Activity | The answer must be an exact copy of every record below.

=== Records shown ===

PR #513, opened 2025-01-12
HTTPCORE-775: The SSLIOSession::write does not handle SSLEngineResult#BUFFER_OVERFLOW

reta:
The SSLIOSession::write does not handle SSLEngineResult#BUFFER_OVERFLOW. The suggested fix it to make sure there is enough place in the output buffer to store `SSLSession#getPacketBufferSize()` bytes. Closes https://issues.apache.org/jira/browse/HTTPCORE-775

### DIFF
--- a/httpcore5-testing/src/test/java/org/apache/hc/core5/testing/SSLTestContexts.java
+++ b/httpcore5-testing/src/test/java/org/apache/hc/core5/testing/SSLTestContexts.java
@@ -40,16 +40,24 @@ import javax.net.ssl.SSLContext;
 import org.apache.hc.core5.ssl.SSLContextBuilder;
 
 public final class SSLTestContexts {
-
     public static SSLContext createServerSSLContext() {
+        return createServerSSLContext(null);
+    }
+
+    public static SSLContext createServerSSLContext(final String protocol) {
         final URL keyStoreURL = SSLTestContexts.class.getResource("/test.p12");
         final String storePassword = "nopassword";
         try {
-            return SSLContextBuilder.create()
+            SSLContextBuilder sslContextBuilder = SSLContextBuilder.create()
                     .setKeyStoreType("pkcs12")
                     .loadTrustMaterial(keyStoreURL, storePassword.toCharArray())
-                    .loadKeyMaterial(keyStoreURL, storePassword.toCharArray(), storePassword.toCharArray())
-                    .build();
+                    .loadKeyMaterial(keyStoreURL, storePassword.toCharArray(), storePassword.toCharArray());
+
+            if (protocol != null) {
+                sslContextBuilder = sslContextBuilder.setProtocol(protocol);
+            }
+
+            return sslContextBuilder.build();
         } catch (final NoSuchAlgorithmException | KeyManagementException | KeyStoreException | CertificateException |
                        UnrecoverableKeyException | IOException ex) {
             throw new IllegalStateException(ex);
@@ -57,13 +65,22 @@ public final class SSLTestContexts {
     }
 
     public static SSLContext createClientSSLContext() {
+        return createClientSSLContext(null);
+    }
+
+    public static SSLContext createClientSSLContext(final String protocol) {
         final URL keyStoreURL = SSLTestContexts.class.getResource("/test.p12");
         final String storePassword = "nopassword";
         try {
-            return SSLContextBuilder.create()
+            SSLContextBuilder sslContextBuilder = SSLContextBuilder.create()
                     .setKeyStoreType("pkcs12")
-                    .loadTrustMaterial(keyStoreURL, storePassword.toCharArray())
-                    .build();
+                    .loadTrustMaterial(keyStoreURL, storePassword.toCharArray());
+
+            if (protocol != null) {
+                sslContextBuilder = sslContextBuilder.setProtocol(protocol);
+            }
+
+            return sslContextBuilder.build();
         } catch (final NoSuchAlgorithmException | KeyManagementException | KeyStoreException | CertificateException |
                        IOException ex) {
             throw new IllegalStateException(ex);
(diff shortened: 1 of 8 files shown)


httpcore5-testing/src/test/java/org/apache/hc/core5/testing/SSLTestContexts.java
```diff
@@ -40,30 +40,47 @@
...
-            return SSLContextBuilder.create()
+            SSLContextBuilder sslContextBuilder = SSLContextBuilder.create()
                     .setKeyStoreType("pkcs12")
                     .loadTrustMaterial(keyStoreURL, storePassword.toCharArray())
-                    .loadKeyMaterial(keyStoreURL, storePassword.toCharArray(), storePassword.toCharArray())
-                    .build();
+                    .loadKeyMaterial(keyStoreURL, storePassword.toCharArray(), storePassword.toCharArray());
+
+            if (protocol != null) {
+                sslContextBuilder = sslContextBuilder.setProtocol(protocol);
```
ok2c, line 57: @reta It should be OK to pass `null`  to `#setProtocol`

httpcore5-testing/src/test/java/org/apache/hc/core5/testing/nio/H2CoreTransportTest.java
```diff
@@ -55,11 +55,15 @@ abstract class H2CoreTransportTest extends HttpCoreTransportTest {
     private final H2AsyncRequesterResource clientResource;
 
     public H2CoreTransportTest(final URIScheme scheme) {
+        this(scheme, null);
+    }
+
+    public H2CoreTransportTest(final URIScheme scheme, final String protocol) {
```
ok2c, line 61: @reta Can we give the variable a  better name to make it clearer what protocol it is? `tlsVersion` or `tlsProtocol` maybe?

ok2c (approved):
@reta Awesome! Looks really good!

reta:
> @reta Awesome! Looks really good!

Thanks a lot for the review @ok2c , review comments addressed, thank you

ok2c:
@reta Cherry-picked to `5.3.x`

patrickjamesbarry:
We believe we hit this bug, and grateful for fix. However, are their any timeouts that should of had an impact on this infinite loop?

reta:
> We believe we hit this bug, and grateful for fix. However, are their any timeouts that should of had an impact on this infinite loop?

I think the loop is infinite in theory, what is happening under the hood is just buffer adjustment: should be quick and only could fail with allocation exception. I am wondering have you seen the infinite spin in the wild? Thank you.

patrickjamesbarry:
We ran into a scenario where randomly our cpu would spike and we narrowed
it down to a hung thread from IOReactor threadpool.  We do not know what
was so special about the endpoint we were hitting or what could cause this
thread to just go wild and never return to threadpool. After updating to
this version, we have not seen it again.

We updated from
Http client 5.4.2 > 5.4.3 httpcore 5.3.3 > 5.3.4

rschmitt:
This change appears to have been incorrect. CXF was hanging due to [not signaling the availability of more data](https://github.com/apache/cxf/blob/f1b2c37bd9f3606cf7ca2d5d39cc1168e94fd9e4/rt/transports/http-hc5/src/main/java/org/apache/cxf/transport/http/asyncclient/hc5/CXFHttpAsyncRequestProducer.java#L97) when `SSLIOSession#write` signaled backpressure [here](https://github.com/apache/cxf/blob/main/rt/transports/http-hc5/src/main/java/org/apache/cxf/transport/http/asyncclient/hc5/CXFHttpAsyncRequestProducer.java#L75). The return value here (ultimately, `SSLEngineResult#bytesConsumed`) is simply being discarded.

This PR appears to have introduced dysfunctional backpressure handling into `SSLIOSession` by simply expanding the buffer as much as necessary to hold the encrypted `src`. I've seen pretty convincing evidence from another team that this was the root cause of a significant regression in heap usage and latency that cropped up in httpcore 5.3.4 and has never been fixed. Finally, when I checked out this commit and reverted the `SSLIOSession` changes, all the tests passed. I'm not sure this was ever a bug in anything except CXF.

ok2c:
@reta I think @rschmitt findings are correct and there is defect in CXF code I was not aware of.

reta:
> @reta I think @rschmitt findings are correct and there is defect in CXF code I was not aware of.

Thanks @ok2c and @rschmitt  , I am not sure it was **only** CXF related (from other people commenting, plus we have never had issues in CXF beside this specific case with TLSv1.3). 

From the implementation perspective, I think handling `SSLEngineResult.Status.BUFFER_OVERFLOW` is sound (at least it does make sense to check the result `SSLEngineResult`). If that indeed causes the issues - we could either bound the expansion or do no expand at all (revert changes on `SSLIOSession`). 

I will take a closer look shortly and get back to you folks, thanks!

ok2c:
@reta Would you consider applying the changes proposed by @rschmitt in #674 ?

It looks very plausible CXF presently does not quite fulfill the `AsyncDataProducer` contact.

```
    /**
     * Returns the number of bytes immediately available for output.
     * This method can be used as a hint to control output events
     * of the underlying I/O session.
     * <p>
     * Please note this method should return zero if the data producer
     * is unable to produce any more data, in which case
     * {@link #produce(DataStreamChannel)} method will not get triggered.
     * The producer can resume writing out data asynchronously
     * once more data becomes available or request output readiness events
     * with {@link DataStreamChannel#requestOutput()}.
     *
     * @return the number of bytes immediately available for output
     *
     * @see #produce(DataStreamChannel)
     * @see DataStreamChannel#requestOutput()
     */
    int available();
```

reta:
> @reta Would you consider applying the changes proposed by @rschmitt in #674 ?

I will definitely will into that, thanks @ok2c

===

Solution below |
PR #513, opened 2025-01-12
HTTPCORE-775: The SSLIOSession::write does not handle SSLEngineResult#BUFFER_OVERFLOW

reta:
The SSLIOSession::write does not handle SSLEngineResult#BUFFER_OVERFLOW. The suggested fix it to make sure there is enough place in the output buffer to store `SSLSession#getPacketBufferSize()` bytes. Closes https://issues.apache.org/jira/browse/HTTPCORE-775

### DIFF
--- a/httpcore5-testing/src/test/java/org/apache/hc/core5/testing/SSLTestContexts.java
+++ b/httpcore5-testing/src/test/java/org/apache/hc/core5/testing/SSLTestContexts.java
@@ -40,16 +40,24 @@ import javax.net.ssl.SSLContext;
 import org.apache.hc.core5.ssl.SSLContextBuilder;
 
 public final class SSLTestContexts {
-
     public static SSLContext createServerSSLContext() {
+        return createServerSSLContext(null);
+    }
+
+    public static SSLContext createServerSSLContext(final String protocol) {
         final URL keyStoreURL = SSLTestContexts.class.getResource("/test.p12");
         final String storePassword = "nopassword";
         try {
-            return SSLContextBuilder.create()
+            SSLContextBuilder sslContextBuilder = SSLContextBuilder.create()
                     .setKeyStoreType("pkcs12")
                     .loadTrustMaterial(keyStoreURL, storePassword.toCharArray())
-                    .loadKeyMaterial(keyStoreURL, storePassword.toCharArray(), storePassword.toCharArray())
-                    .build();
+                    .loadKeyMaterial(keyStoreURL, storePassword.toCharArray(), storePassword.toCharArray());
+
+            if (protocol != null) {
+                sslContextBuilder = sslContextBuilder.setProtocol(protocol);
+            }
+
+            return sslContextBuilder.build();
         } catch (final NoSuchAlgorithmException | KeyManagementException | KeyStoreException | CertificateException |
                        UnrecoverableKeyException | IOException ex) {
             throw new IllegalStateException(ex);
@@ -57,13 +65,22 @@ public final class SSLTestContexts {
     }
 
     public static SSLContext createClientSSLContext() {
+        return createClientSSLContext(null);
+    }
+
+    public static SSLContext createClientSSLContext(final String protocol) {
         final URL keyStoreURL = SSLTestContexts.class.getResource("/test.p12");
         final String storePassword = "nopassword";
         try {
-            return SSLContextBuilder.create()
+            SSLContextBuilder sslContextBuilder = SSLContextBuilder.create()
                     .setKeyStoreType("pkcs12")
-                    .loadTrustMaterial(keyStoreURL, storePassword.toCharArray())
-                    .build();
+                    .loadTrustMaterial(keyStoreURL, storePassword.toCharArray());
+
+            if (protocol != null) {
+                sslContextBuilder = sslContextBuilder.setProtocol(protocol);
+            }
+
+            return sslContextBuilder.build();
         } catch (final NoSuchAlgorithmException | KeyManagementException | KeyStoreException | CertificateException |
                        IOException ex) {
             throw new IllegalStateException(ex);
(diff shortened: 1 of 8 files shown)


httpcore5-testing/src/test/java/org/apache/hc/core5/testing/SSLTestContexts.java
```diff
@@ -40,30 +40,47 @@
...
-            return SSLContextBuilder.create()
+            SSLContextBuilder sslContextBuilder = SSLContextBuilder.create()
                     .setKeyStoreType("pkcs12")
                     .loadTrustMaterial(keyStoreURL, storePassword.toCharArray())
-                    .loadKeyMaterial(keyStoreURL, storePassword.toCharArray(), storePassword.toCharArray())
-                    .build();
+                    .loadKeyMaterial(keyStoreURL, storePassword.toCharArray(), storePassword.toCharArray());
+
+            if (protocol != null) {
+                sslContextBuilder = sslContextBuilder.setProtocol(protocol);
```
ok2c, line 57: @reta It should be OK to pass `null`  to `#setProtocol`

httpcore5-testing/src/test/java/org/apache/hc/core5/testing/nio/H2CoreTransportTest.java
```diff
@@ -55,11 +55,15 @@ abstract class H2CoreTransportTest extends HttpCoreTransportTest {
     private final H2AsyncRequesterResource clientResource;
 
     public H2CoreTransportTest(final URIScheme scheme) {
+        this(scheme, null);
+    }
+
+    public H2CoreTransportTest(final URIScheme scheme, final String protocol) {
```
ok2c, line 61: @reta Can we give the variable a  better name to make it clearer what protocol it is? `tlsVersion` or `tlsProtocol` maybe?

ok2c (approved):
@reta Awesome! Looks really good!

reta:
> @reta Awesome! Looks really good!

Thanks a lot for the review @ok2c , review comments addressed, thank you

ok2c:
@reta Cherry-picked to `5.3.x`

patrickjamesbarry:
We believe we hit this bug, and grateful for fix. However, are their any timeouts that should of had an impact on this infinite loop?

reta:
> We believe we hit this bug, and grateful for fix. However, are their any timeouts that should of had an impact on this infinite loop?

I think the loop is infinite in theory, what is happening under the hood is just buffer adjustment: should be quick and only could fail with allocation exception. I am wondering have you seen the infinite spin in the wild? Thank you.

patrickjamesbarry:
We ran into a scenario where randomly our cpu would spike and we narrowed
it down to a hung thread from IOReactor threadpool.  We do not know what
was so special about the endpoint we were hitting or what could cause this
thread to just go wild and never return to threadpool. After updating to
this version, we have not seen it again.

We updated from
Http client 5.4.2 > 5.4.3 httpcore 5.3.3 > 5.3.4

rschmitt:
This change appears to have been incorrect. CXF was hanging due to [not signaling the availability of more data](https://github.com/apache/cxf/blob/f1b2c37bd9f3606cf7ca2d5d39cc1168e94fd9e4/rt/transports/http-hc5/src/main/java/org/apache/cxf/transport/http/asyncclient/hc5/CXFHttpAsyncRequestProducer.java#L97) when `SSLIOSession#write` signaled backpressure [here](https://github.com/apache/cxf/blob/main/rt/transports/http-hc5/src/main/java/org/apache/cxf/transport/http/asyncclient/hc5/CXFHttpAsyncRequestProducer.java#L75). The return value here (ultimately, `SSLEngineResult#bytesConsumed`) is simply being discarded.

This PR appears to have introduced dysfunctional backpressure handling into `SSLIOSession` by simply expanding the buffer as much as necessary to hold the encrypted `src`. I've seen pretty convincing evidence from another team that this was the root cause of a significant regression in heap usage and latency that cropped up in httpcore 5.3.4 and has never been fixed. Finally, when I checked out this commit and reverted the `SSLIOSession` changes, all the tests passed. I'm not sure this was ever a bug in anything except CXF.

ok2c:
@reta I think @rschmitt findings are correct and there is defect in CXF code I was not aware of.

reta:
> @reta I think @rschmitt findings are correct and there is defect in CXF code I was not aware of.

Thanks @ok2c and @rschmitt  , I am not sure it was **only** CXF related (from other people commenting, plus we have never had issues in CXF beside this specific case with TLSv1.3). 

From the implementation perspective, I think handling `SSLEngineResult.Status.BUFFER_OVERFLOW` is sound (at least it does make sense to check the result `SSLEngineResult`). If that indeed causes the issues - we could either bound the expansion or do no expand at all (revert changes on `SSLIOSession`). 

I will take a closer look shortly and get back to you folks, thanks!

ok2c:
@reta Would you consider applying the changes proposed by @rschmitt in #674 ?

It looks very plausible CXF presently does not quite fulfill the `AsyncDataProducer` contact.

```
    /**
     * Returns the number of bytes immediately available for output.
     * This method can be used as a hint to control output events
     * of the underlying I/O session.
     * <p>
     * Please note this method should return zero if the data producer
     * is unable to produce any more data, in which case
     * {@link #produce(DataStreamChannel)} method will not get triggered.
     * The producer can resume writing out data asynchronously
     * once more data becomes available or request output readiness events
     * with {@link DataStreamChannel#requestOutput()}.
     *
     * @return the number of bytes immediately available for output
     *
     * @see #produce(DataStreamChannel)
     * @see DataStreamChannel#requestOutput()
     */
    int available();
```

reta:
> @reta Would you consider applying the changes proposed by @rschmitt in #674 ?

I will definitely will into that, thanks @ok2c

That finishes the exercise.